## Assigned task
For the records below, count the lines containing the word "True" and reply with the number alone.

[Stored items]
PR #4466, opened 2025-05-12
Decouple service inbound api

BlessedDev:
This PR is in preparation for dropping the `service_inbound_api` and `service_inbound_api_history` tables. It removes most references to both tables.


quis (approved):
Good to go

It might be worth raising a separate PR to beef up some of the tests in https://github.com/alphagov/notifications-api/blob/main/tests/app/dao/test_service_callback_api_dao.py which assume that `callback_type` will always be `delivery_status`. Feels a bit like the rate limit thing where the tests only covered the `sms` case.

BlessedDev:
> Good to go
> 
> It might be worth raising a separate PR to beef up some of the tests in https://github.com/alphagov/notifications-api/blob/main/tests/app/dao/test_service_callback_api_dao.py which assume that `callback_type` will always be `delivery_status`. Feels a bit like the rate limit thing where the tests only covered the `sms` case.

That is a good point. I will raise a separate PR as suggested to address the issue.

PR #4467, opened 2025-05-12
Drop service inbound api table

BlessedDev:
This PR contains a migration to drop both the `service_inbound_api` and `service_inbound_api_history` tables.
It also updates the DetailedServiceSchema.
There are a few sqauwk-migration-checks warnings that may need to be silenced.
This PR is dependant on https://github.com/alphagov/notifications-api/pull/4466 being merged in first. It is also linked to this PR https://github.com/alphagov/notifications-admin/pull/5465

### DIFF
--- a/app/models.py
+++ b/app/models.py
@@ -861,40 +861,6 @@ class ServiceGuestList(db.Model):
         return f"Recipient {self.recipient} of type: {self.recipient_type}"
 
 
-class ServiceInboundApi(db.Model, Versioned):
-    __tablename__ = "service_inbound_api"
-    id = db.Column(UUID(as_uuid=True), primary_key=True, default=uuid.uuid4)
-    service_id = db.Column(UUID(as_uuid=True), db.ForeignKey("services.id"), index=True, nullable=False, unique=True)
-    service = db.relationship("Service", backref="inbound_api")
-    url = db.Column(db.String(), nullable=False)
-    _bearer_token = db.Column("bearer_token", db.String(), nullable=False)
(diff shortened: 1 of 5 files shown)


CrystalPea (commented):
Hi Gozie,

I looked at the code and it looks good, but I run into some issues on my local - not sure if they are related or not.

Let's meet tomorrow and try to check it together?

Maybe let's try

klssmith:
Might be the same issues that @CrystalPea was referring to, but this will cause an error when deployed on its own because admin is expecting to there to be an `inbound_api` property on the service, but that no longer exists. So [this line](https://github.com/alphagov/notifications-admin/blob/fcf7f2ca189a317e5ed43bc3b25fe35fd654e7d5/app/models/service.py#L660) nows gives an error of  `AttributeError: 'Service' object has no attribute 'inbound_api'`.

--

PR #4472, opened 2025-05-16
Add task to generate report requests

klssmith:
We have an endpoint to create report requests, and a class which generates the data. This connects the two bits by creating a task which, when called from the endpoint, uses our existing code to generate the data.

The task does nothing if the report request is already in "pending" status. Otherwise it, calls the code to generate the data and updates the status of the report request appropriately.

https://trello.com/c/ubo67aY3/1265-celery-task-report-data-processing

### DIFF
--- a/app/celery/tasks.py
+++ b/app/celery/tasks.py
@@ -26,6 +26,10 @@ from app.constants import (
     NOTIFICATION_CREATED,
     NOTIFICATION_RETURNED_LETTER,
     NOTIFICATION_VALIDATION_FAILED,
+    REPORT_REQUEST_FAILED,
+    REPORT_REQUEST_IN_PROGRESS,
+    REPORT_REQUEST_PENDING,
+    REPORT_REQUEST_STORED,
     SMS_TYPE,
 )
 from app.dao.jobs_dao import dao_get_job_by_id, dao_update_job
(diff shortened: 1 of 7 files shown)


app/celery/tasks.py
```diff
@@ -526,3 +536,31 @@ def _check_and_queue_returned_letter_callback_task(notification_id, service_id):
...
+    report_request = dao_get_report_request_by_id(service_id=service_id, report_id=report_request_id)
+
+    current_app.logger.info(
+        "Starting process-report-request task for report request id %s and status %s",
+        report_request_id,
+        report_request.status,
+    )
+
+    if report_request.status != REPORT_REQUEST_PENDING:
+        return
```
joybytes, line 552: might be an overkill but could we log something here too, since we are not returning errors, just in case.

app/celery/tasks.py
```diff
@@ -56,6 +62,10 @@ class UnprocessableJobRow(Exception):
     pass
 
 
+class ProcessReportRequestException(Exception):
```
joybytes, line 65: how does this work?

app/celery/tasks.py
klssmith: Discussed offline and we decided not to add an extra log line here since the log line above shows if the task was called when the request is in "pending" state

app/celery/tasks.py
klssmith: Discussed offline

...

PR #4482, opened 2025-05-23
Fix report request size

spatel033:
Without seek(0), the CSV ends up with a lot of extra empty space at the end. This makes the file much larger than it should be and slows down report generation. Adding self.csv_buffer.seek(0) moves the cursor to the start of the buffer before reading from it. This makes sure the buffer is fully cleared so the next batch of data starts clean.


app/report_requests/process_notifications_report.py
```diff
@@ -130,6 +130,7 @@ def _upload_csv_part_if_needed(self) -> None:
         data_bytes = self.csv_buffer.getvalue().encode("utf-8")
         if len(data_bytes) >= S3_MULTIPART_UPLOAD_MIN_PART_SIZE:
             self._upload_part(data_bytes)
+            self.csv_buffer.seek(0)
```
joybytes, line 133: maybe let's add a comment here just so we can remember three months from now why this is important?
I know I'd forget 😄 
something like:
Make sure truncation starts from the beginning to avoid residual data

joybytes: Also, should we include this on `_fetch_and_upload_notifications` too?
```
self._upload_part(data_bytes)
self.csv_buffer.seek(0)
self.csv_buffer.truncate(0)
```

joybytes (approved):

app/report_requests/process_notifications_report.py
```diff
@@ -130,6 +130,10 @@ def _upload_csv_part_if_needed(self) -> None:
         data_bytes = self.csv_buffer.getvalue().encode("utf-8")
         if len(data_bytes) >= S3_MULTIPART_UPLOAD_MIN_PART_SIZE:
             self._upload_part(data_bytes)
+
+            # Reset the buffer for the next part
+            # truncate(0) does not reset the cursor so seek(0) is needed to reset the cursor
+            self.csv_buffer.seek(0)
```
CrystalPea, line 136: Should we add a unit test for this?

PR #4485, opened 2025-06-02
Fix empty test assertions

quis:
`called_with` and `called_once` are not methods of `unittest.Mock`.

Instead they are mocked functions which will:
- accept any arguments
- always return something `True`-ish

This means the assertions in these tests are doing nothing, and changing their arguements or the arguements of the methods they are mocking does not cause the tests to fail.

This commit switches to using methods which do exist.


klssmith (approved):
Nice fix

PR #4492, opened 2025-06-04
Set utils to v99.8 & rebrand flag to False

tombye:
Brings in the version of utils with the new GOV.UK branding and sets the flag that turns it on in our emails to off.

## Answer to this task
3